***** Provided records
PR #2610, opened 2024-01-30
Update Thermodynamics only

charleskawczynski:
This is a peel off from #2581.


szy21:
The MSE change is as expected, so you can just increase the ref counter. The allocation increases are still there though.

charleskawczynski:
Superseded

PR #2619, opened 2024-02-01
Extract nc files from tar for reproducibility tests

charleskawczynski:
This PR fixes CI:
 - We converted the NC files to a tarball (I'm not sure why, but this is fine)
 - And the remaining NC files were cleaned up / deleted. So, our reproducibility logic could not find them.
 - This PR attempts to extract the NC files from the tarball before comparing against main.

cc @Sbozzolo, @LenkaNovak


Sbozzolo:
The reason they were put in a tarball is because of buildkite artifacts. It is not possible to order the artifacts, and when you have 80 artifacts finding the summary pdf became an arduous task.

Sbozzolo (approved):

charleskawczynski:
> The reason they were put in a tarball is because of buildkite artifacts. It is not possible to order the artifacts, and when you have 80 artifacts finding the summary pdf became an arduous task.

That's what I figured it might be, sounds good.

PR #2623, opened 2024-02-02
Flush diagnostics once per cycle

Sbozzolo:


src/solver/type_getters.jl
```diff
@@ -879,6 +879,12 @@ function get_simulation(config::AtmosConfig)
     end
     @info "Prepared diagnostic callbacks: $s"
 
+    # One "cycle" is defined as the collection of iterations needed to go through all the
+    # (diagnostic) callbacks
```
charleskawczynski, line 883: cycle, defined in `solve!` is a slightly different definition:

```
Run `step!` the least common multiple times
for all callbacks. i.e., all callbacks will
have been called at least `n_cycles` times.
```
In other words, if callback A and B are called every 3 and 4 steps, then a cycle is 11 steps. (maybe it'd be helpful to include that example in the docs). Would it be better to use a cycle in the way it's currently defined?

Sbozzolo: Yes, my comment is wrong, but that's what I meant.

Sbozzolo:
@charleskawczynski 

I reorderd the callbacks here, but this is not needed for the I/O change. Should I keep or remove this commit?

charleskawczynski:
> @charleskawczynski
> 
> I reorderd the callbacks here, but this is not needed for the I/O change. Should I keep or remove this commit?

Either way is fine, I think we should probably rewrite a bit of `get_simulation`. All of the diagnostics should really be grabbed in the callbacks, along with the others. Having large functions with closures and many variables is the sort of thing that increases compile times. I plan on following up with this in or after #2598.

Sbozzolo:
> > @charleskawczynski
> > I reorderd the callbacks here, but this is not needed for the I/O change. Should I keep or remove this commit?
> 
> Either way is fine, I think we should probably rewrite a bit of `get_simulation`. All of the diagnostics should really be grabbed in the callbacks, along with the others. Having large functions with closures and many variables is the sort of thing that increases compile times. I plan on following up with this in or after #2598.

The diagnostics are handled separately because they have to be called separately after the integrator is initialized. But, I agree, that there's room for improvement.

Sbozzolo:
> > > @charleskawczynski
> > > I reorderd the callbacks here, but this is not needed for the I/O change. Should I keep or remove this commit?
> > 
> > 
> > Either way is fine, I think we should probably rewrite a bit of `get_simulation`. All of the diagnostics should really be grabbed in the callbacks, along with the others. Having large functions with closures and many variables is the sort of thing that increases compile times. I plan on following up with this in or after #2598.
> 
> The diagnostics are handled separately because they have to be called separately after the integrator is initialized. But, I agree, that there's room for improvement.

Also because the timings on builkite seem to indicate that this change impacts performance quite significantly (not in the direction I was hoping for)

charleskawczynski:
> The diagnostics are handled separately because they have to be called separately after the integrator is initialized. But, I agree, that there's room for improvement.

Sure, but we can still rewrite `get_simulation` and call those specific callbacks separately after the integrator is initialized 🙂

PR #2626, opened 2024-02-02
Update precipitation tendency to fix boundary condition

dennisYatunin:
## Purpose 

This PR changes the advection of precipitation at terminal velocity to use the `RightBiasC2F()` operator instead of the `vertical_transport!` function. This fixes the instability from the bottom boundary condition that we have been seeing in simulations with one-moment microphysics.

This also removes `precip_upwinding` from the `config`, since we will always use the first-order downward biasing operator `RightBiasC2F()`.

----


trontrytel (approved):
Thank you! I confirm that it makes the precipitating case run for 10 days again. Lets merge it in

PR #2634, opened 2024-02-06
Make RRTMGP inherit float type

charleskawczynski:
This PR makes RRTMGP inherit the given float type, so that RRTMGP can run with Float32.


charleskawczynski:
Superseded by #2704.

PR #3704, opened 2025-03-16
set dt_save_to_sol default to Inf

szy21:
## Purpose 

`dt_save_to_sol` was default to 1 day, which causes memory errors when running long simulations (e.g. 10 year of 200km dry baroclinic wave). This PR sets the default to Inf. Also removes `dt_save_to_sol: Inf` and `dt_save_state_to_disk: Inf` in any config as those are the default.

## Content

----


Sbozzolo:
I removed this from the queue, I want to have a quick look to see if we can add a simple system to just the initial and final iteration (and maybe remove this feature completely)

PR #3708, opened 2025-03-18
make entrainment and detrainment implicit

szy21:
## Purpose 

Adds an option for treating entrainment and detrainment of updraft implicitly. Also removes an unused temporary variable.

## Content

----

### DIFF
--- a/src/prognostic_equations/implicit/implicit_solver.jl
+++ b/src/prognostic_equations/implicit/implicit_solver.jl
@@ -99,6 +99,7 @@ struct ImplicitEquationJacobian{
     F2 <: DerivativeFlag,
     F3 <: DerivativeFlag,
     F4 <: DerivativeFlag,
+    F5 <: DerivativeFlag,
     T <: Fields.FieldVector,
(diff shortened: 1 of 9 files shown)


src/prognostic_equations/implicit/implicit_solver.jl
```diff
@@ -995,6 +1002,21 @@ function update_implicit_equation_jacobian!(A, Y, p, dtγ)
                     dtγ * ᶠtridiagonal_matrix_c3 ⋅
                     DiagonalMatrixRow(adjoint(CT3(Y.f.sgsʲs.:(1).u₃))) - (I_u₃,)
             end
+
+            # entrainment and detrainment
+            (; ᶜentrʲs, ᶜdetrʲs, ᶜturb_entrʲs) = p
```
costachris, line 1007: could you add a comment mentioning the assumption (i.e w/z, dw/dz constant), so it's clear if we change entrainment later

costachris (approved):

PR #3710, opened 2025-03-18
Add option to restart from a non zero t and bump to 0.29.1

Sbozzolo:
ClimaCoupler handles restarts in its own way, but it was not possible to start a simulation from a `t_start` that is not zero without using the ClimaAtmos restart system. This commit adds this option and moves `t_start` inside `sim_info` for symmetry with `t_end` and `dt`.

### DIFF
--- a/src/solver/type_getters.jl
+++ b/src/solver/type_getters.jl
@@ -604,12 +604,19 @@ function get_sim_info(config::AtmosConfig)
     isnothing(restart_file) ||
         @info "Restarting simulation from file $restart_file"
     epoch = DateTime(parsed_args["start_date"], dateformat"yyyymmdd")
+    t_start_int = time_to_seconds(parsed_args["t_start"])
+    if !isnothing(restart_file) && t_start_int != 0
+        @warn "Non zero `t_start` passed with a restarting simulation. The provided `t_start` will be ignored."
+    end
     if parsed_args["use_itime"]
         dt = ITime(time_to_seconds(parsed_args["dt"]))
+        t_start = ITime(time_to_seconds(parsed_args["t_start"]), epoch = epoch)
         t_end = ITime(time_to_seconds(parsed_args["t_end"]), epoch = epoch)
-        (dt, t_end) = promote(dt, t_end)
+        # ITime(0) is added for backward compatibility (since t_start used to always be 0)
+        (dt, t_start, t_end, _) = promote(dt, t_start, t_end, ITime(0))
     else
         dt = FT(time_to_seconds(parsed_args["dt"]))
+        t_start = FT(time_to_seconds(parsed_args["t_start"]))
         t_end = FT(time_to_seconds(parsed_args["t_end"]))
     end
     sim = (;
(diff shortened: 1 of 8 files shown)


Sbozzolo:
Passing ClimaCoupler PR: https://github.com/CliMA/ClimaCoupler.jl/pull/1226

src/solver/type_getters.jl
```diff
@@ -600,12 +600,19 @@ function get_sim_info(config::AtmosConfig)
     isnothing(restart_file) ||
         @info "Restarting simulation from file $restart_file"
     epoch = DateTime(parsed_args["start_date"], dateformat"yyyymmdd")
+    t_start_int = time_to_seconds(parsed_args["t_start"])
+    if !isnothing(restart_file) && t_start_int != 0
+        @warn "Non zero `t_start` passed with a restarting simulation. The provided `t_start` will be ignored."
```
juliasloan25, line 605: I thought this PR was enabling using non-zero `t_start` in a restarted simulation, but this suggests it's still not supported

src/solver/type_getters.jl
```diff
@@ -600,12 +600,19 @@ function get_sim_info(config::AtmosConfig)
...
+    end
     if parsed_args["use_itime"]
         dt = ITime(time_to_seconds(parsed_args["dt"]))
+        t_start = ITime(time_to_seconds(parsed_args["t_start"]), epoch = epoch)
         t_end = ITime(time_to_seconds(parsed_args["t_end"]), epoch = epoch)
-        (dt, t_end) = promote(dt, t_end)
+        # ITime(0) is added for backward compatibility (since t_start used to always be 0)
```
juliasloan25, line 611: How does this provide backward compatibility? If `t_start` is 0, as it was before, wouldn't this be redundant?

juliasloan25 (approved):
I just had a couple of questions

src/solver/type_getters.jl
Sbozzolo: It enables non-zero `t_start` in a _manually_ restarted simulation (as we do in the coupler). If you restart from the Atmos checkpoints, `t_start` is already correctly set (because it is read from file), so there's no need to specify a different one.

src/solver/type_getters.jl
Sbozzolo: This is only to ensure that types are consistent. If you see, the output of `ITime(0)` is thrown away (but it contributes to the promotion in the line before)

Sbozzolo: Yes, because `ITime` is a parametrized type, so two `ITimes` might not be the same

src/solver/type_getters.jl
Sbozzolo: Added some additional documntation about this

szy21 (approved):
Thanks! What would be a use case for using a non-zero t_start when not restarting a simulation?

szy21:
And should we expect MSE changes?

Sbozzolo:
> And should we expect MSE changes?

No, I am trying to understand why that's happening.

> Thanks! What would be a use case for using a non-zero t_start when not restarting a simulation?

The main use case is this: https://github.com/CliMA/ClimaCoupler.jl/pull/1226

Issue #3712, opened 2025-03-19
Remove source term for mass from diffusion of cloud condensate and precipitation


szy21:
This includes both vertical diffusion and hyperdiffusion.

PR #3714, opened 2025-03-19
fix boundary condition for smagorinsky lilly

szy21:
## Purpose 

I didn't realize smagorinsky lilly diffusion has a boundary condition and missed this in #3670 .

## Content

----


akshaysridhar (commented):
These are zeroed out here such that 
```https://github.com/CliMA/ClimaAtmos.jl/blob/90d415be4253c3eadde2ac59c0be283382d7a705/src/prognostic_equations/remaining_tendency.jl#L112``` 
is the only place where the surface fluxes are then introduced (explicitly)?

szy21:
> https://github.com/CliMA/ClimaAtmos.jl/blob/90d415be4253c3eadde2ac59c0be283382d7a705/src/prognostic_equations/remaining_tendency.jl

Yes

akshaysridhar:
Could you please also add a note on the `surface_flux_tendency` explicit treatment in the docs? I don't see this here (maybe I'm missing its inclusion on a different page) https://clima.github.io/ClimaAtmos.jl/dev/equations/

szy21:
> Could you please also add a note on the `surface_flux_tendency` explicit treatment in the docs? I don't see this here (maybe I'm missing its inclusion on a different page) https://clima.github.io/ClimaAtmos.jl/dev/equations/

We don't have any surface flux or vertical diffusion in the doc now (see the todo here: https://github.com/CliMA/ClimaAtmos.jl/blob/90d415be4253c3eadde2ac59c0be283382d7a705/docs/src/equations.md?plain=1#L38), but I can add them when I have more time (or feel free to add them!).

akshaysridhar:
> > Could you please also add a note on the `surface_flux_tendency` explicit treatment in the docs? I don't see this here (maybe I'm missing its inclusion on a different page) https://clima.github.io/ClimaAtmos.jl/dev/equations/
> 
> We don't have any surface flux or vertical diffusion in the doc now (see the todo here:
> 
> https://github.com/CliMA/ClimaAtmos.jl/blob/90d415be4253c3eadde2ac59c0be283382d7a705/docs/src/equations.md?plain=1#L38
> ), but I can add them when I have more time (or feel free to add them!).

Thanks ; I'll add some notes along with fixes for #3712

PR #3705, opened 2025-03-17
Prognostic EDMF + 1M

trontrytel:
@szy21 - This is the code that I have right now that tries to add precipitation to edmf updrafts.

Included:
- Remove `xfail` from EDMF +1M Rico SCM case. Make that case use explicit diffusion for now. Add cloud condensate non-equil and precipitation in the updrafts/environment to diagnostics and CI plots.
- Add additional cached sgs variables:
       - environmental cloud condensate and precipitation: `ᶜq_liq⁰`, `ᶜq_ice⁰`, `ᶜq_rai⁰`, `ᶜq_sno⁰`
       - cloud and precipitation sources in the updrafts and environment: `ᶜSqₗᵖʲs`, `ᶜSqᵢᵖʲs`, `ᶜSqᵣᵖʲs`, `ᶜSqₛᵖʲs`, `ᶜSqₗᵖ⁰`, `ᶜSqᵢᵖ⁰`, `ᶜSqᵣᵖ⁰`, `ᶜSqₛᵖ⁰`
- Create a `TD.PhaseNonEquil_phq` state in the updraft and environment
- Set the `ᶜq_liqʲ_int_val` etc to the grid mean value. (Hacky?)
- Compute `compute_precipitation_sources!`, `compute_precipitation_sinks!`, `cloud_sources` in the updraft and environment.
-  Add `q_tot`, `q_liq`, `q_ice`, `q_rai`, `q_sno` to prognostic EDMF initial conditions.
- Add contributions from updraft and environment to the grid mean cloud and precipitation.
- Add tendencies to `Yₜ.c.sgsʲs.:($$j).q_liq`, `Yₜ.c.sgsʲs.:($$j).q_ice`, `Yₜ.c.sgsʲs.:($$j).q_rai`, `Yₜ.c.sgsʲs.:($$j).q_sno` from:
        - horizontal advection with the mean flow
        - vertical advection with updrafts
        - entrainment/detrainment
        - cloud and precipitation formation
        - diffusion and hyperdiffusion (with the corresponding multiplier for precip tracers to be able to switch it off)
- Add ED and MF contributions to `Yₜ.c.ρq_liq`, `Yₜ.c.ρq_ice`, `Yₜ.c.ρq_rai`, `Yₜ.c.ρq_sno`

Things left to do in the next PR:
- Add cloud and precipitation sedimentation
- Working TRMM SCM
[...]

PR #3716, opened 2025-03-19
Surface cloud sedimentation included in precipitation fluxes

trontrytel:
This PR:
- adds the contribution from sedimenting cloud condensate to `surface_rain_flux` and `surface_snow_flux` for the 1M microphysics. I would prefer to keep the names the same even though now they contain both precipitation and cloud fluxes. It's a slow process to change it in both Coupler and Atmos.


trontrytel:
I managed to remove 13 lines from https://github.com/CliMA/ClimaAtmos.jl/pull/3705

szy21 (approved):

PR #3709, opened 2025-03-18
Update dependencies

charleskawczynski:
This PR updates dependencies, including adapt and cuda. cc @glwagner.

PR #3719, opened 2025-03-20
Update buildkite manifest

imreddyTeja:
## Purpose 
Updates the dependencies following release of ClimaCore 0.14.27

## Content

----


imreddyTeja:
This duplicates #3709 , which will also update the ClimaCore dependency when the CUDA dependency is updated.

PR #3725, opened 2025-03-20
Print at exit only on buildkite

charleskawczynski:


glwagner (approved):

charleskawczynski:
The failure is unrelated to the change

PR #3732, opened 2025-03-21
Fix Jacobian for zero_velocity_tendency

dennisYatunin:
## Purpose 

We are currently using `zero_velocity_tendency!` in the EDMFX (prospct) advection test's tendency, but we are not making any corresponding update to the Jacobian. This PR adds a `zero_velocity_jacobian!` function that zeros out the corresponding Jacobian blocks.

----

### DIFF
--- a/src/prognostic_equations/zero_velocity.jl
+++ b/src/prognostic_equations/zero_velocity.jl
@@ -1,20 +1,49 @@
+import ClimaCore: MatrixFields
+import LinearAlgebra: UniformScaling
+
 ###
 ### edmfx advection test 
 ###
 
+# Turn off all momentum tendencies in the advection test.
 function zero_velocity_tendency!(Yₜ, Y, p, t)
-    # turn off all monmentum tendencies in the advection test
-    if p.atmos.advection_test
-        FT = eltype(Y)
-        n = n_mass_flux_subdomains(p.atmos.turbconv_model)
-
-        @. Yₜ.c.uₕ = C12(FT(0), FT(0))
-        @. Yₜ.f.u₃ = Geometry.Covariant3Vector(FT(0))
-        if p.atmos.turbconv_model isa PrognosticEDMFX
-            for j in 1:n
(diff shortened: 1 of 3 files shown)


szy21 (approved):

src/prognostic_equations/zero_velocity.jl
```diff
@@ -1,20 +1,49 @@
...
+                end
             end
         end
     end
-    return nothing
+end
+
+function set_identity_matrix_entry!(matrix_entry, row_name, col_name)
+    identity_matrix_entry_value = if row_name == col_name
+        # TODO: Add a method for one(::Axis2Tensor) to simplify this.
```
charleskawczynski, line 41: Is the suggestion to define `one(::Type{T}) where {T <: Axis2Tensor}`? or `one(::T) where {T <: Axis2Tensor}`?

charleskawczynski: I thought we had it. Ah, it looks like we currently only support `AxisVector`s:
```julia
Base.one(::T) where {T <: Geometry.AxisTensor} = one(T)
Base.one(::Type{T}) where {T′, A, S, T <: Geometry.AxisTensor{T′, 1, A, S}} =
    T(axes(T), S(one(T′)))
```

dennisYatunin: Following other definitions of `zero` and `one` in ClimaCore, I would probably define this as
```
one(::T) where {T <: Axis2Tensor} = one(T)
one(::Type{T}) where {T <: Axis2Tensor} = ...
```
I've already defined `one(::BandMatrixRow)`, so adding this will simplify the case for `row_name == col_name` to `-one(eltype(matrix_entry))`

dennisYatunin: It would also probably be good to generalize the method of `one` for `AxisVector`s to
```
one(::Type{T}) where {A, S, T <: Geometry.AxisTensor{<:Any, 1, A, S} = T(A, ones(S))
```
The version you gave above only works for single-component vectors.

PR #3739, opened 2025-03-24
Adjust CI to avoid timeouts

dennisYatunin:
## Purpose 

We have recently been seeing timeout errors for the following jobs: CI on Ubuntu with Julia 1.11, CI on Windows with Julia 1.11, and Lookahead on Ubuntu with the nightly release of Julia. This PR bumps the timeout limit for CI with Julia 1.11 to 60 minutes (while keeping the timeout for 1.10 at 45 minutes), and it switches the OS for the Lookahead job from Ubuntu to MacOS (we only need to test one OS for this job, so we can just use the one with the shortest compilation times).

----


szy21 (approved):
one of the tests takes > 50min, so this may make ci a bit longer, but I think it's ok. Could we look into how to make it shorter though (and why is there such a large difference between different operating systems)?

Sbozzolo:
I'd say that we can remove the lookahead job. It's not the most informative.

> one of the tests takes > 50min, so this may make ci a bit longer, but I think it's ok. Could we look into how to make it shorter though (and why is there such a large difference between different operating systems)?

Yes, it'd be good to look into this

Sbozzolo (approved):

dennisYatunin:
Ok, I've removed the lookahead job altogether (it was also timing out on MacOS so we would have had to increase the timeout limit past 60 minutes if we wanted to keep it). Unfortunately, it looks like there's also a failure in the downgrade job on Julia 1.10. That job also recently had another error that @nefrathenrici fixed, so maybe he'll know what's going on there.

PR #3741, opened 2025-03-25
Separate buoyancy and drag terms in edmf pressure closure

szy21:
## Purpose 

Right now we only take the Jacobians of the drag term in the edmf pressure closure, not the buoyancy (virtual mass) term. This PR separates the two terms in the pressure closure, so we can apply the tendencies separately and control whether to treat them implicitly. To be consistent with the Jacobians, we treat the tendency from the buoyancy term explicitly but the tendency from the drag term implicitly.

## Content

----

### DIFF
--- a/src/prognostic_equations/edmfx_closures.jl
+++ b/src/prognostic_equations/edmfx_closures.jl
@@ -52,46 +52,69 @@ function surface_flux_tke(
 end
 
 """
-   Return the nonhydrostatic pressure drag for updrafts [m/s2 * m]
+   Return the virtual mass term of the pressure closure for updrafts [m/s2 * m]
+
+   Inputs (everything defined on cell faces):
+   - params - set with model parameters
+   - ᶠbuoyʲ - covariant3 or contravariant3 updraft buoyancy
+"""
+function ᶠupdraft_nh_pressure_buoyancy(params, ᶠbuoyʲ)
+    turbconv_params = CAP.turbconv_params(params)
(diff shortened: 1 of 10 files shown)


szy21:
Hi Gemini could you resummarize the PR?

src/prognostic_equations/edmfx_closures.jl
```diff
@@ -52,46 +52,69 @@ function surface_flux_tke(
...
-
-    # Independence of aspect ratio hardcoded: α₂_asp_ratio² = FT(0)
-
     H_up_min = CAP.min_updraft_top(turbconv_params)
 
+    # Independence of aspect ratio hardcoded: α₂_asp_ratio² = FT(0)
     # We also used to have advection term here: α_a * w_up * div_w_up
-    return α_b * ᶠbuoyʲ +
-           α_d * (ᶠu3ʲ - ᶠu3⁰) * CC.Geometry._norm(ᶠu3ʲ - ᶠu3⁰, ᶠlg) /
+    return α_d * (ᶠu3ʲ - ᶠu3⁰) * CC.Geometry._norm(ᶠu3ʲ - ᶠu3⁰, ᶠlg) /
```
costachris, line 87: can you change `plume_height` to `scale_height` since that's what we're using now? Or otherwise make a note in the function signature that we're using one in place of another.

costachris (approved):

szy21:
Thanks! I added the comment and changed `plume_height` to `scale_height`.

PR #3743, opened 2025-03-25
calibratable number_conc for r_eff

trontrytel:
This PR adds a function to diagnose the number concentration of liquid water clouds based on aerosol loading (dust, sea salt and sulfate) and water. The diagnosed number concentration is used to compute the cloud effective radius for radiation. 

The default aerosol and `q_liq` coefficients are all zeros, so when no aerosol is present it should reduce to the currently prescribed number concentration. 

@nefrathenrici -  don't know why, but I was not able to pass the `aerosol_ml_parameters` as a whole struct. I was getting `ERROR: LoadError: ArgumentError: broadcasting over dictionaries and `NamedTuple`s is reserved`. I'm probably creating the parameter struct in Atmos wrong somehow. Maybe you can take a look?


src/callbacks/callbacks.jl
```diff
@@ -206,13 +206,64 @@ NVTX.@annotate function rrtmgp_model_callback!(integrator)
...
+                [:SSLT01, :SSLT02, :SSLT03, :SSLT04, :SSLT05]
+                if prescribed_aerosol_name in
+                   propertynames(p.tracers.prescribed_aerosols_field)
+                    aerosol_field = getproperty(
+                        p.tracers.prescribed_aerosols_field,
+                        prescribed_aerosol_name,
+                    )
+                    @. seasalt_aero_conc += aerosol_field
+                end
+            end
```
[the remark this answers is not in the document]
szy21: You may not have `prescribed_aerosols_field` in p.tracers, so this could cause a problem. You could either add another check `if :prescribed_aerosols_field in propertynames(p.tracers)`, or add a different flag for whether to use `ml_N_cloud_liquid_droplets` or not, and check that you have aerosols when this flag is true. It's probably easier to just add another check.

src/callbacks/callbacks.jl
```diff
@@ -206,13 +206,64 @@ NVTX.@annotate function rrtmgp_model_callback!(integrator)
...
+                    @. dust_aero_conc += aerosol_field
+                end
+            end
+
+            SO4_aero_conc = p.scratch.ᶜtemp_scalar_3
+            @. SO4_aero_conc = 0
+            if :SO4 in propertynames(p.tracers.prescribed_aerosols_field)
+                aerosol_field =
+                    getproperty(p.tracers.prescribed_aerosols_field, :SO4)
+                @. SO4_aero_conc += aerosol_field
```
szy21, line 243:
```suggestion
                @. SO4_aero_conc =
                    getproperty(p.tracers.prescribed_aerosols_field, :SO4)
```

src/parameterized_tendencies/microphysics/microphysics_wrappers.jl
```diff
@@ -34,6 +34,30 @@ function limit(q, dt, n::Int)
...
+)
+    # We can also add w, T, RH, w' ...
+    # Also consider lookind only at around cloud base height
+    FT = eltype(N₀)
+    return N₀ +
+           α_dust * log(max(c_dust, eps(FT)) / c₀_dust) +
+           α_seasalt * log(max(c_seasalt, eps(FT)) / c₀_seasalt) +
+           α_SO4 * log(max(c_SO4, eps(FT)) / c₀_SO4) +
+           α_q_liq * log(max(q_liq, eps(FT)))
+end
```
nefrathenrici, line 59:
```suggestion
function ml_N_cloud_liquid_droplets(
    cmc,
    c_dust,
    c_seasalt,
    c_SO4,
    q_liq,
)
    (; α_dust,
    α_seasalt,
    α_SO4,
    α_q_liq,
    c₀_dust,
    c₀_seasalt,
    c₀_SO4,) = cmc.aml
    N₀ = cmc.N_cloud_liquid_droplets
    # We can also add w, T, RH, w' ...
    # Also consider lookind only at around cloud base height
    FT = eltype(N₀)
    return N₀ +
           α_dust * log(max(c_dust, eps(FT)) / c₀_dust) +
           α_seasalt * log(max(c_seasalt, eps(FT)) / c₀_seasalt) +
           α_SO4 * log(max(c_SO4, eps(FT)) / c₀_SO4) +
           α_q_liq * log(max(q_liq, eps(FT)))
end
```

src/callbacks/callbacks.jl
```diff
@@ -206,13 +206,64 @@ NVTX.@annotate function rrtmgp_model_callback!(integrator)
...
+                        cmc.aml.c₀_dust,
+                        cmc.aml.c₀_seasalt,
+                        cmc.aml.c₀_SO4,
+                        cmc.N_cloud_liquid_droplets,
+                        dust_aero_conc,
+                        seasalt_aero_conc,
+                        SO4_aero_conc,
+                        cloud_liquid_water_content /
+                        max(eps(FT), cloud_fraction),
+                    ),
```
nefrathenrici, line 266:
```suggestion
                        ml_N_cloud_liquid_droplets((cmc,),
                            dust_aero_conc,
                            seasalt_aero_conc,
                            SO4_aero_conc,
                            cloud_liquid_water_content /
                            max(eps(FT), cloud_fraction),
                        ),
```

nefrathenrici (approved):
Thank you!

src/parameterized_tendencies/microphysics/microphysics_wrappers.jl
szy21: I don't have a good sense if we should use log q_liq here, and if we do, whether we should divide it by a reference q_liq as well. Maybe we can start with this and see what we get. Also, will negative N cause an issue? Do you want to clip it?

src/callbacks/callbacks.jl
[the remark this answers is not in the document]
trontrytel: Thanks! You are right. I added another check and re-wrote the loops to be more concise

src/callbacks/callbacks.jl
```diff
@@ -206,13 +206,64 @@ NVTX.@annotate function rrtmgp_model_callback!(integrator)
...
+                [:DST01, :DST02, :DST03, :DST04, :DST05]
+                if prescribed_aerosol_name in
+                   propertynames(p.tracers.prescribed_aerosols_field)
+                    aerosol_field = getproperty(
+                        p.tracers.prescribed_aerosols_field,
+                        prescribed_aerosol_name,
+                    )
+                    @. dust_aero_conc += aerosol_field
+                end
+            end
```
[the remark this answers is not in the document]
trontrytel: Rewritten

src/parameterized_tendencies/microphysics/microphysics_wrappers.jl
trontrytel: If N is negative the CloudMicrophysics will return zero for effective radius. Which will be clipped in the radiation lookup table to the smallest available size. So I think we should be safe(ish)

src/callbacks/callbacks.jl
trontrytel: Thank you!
**********
— Task requirements —
Whenever "both" occurs in a line above, copy that line.

— Answer for the task —
This includes both vertical diffusion and hyperdiffusion.
- adds the contribution from sedimenting cloud condensate to `surface_rain_flux` and `surface_snow_flux` for the 1M microphysics. I would prefer to keep the names the same even though now they contain both precipitation and cloud fluxes. It's a slow process to change it in both Coupler and Atmos.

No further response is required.